テレビで久しぶりに、スティーヴン・スピルバーグ『インディ・ジョーンズ 魔宮の伝説』(1984年)を観た。
1930年代の上海。ヌルハチの宝(これを「満州の!」と言っている時点で終わっている)の受け渡しで諍いとなり、インディは飛行機で中国大陸内陸へと向かう。これが罠で、インドの高地に不時着してしまう。村の秘石が邪教集団に盗まれたというので、インディは運命的に取り戻すことを引き受ける。
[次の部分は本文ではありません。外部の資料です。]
PR #1134, opened 2026-09-11
fix: TSM / Prom - parse extraneous paren wrappings in promql

### LINKED ISSUE #1127: TSM merge strategy changes when a PromQL aggregation is wrapped in redundant parentheses
## Summary

ALB Time Series Merge selects different merge strategies for two semantically equivalent PromQL expressions depending only on redundant leading parentheses.

```promql
count(up) or vector(0)
```

selects `StrategySum`, while:

```promql
(count(up)) or vector(0)
```

selects `StrategyDedup`.

Redundant parentheses should not change either the result or the TSM execution plan.

## Environment

- Trickster v2.0.5 (`5e0c69198367544013c41fe2f2c7e67ae8afd4df`)
- Backend provider: Prometheus/Mimir
- ALB mechanism: `tsm`
- Observed with both instant and range queries

The same relevant behavior also exists in the earlier `1530013d90fdcf1020fc50855e0cb3230d1fa54d` revision.

## Minimal reproduction

Compare the plans generated for:

```promql
count(up) or vector(0)
```

and:

```promql
(count(up)) or vector(0)
```

`PlanTSMMerge` currently produces:

```text
count(up) or vector(0)       -> StrategySum
(count(up)) or vector(0)     -> StrategyDedup
```

An end-to-end reproduction can use two or more disjoint TSM member backends and a selector that matches series in only one member.

Each backend evaluates the complete expression locally:

- A backend with matching series returns an unlabeled `{}` count.
- A backend without matches returns the unlabeled `{}` value `0` because of `or vector(0)`.

With `StrategyDedup`, these shard-local results are deduplicated or exposed as conflicting series instead of being summed into one federated count.

## Observed impact

In one range-query example:

- A direct Mimir datasource returned one stable series with value `8`.
- TSM queried 65 usable logical shards.
- Grafana received `65 × 241` range rows instead of one 241-point merged series.
- The graph displayed overlapping `0` and `8` values at the same timestamps.
- The instant result could return `0` even though the directly queried member returned `8`.

This can silently produce misleading dashboard and alert values.

## Expected behavior

Semantically equivalent expressions should use the same TSM plan and return the same result.

For disjoint federated shards, the count-plus-zero expression should produce one series containing the sum of the shard-local counts.

If a top-level binary expression such as `or` cannot be safely distributed, both forms should instead receive the same documented fallback, warning, or global-finalization behavior. Query formatting should never determine correctness.

## Suspected cause

`PlanTSMMerge` defaults to `StrategyDedup` and changes the strategy when `OuterAggregator` recognizes an aggregation operator:

- https://github.com/trickstercache/trickster/blob/5e0c69198367544013c41fe2f2c7e67ae8afd4df/pkg/backends/prometheus/tsm_provider.go#L59-L89
- https://github.com/trickstercache/trickster/blob/5e0c69198367544013c41fe2f2c7e67ae8afd4df/pkg/backends/prometheus/promql/outer_aggregator.go#L46-L74

`OuterAggregator` only examines the trimmed textual prefix. It recognizes `count`, but it does not unwrap a leading parenthesized expression, so `(count(...))` is not detected.

Because the complete expression is actually a binary `or`, the general fix should ideally inspect the parsed PromQL expression rather than only stripping leading parentheses.

## Suggested fix

- Parse or normalize the complete PromQL expression before choosing a TSM merge strategy.
- Ensure redundant grouping parentheses cannot change the selected plan.
- If a binary expression cannot be distributed safely, return a warning or use a global finalizer consistently for every equivalent formatting.

## Current workarounds

Remove the redundant wrapper:

```promql
count(up) or vector(0)
```

Or make the intended cross-shard reduction an explicit complete outer expression:

```promql
sum(count(up) or vector(0))
```

jranson:
## Description

this fixes #1127 by swapping out trickster's many prom parsing conditionals for the official PromQL parser, which naturally resolves the extra parenthesis wrapper before selecting the merge strategy. Likely fixes other similar unreported issues about which we'd be playing whack-a-mole to fix ad infinitum.

## Type of Change

- - [x] Bug fix
- - [ ] New feature
- - [ ] Optimization
- - [x] Test coverage
- - [ ] Documentation
- - [ ] Infrastructure

## AI Disclosure


houyuwushang (commented):
I found one regression in the sort-wrapped zero-fallback case.

pkg/backends/prometheus/tsm_provider.go
```diff
@@ -488,23 +511,23 @@ func weightedAveragePlan(r *http.Request, originalQuery, fanoutQuery string,
...
-		return spec.InnerQuery, true
+func tsmInnerQuery(expr promql.Expr) (promql.Expr, bool) {
+	if spec, ok := promql.ParseRankAggregation(expr); ok {
+		return spec.Inner, true
 	}
-	if spec, ok := promql.ParseSortWrapper(query); ok {
-		if _, found := promql.OuterAggregator(spec.InnerQuery); found {
-			return spec.InnerQuery, true
+	if spec, ok := promql.ParseSortWrapper(expr); ok {
+		if _, _, found := promql.CompleteOuterAggregation(spec.Inner); found {
```
houyuwushang: Could we unwrap `sort`/`sort_desc` when the input is a supported zero fallback too? `CompleteOuterAggregation` rejects `count(up) or vector(0)` because its root is a binary expression, so `sort(count(up) or vector(0))` never reaches `zeroFallbackMergesBySum` and falls back to dedup instead of sum.

With shard counts 0, 3, and 5, a handler-level test returns 8 on the parent, but this head returns 0 for an instant query and 5 for a range query. The unsorted form still returns 8. The corresponding guard in `FinalizeTSMMerge` also needs to recognize this shape so grouped results retain global ordering.

houyuwushang (commented):
The sort-wrapped zero-fallback case I raised is fixed: it keeps the sum strategy, and grouped instant results retain global ordering. I rechecked `387c3ac` and have no further concerns with the PromQL changes.

LimitlessEarth (approved):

実はこの高地はインドではなくスリランカの山間部で撮られている。インド出身のタミル人が多く茶のエステート(プランテーション)で働いている地域であり、そこには歴史的・構造的な差別が横たわっている。スピルバーグは勿論そんな側面を視るわけもなく、あくまでインド代替地である。所詮はスピルバーグ、彼の作品で評価すべきは『激突!』(1971年)のみだ。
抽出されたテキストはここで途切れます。